→ EXERCISE OBJECTIVE
From the entries below, please gather each line containing the string "link".

::: DATA FOR THE TASK :::

PR #64, opened 2015-02-21
Add link back to Github project in tmux conf in README

ssadler:
Just a suggestion :-)


christoomey:
:+1: Do you mind squashing down to a single commit with a message like "Add link back to project in readme"?

christoomey:
@ssadler thanks for the addition. I went ahead and squashed / rebased onto master and merged this in.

:::

→ RESPONSE BELOW
Add link back to Github project in tmux conf in README
:+1: Do you mind squashing down to a single commit with a message like "Add link back to project in readme"?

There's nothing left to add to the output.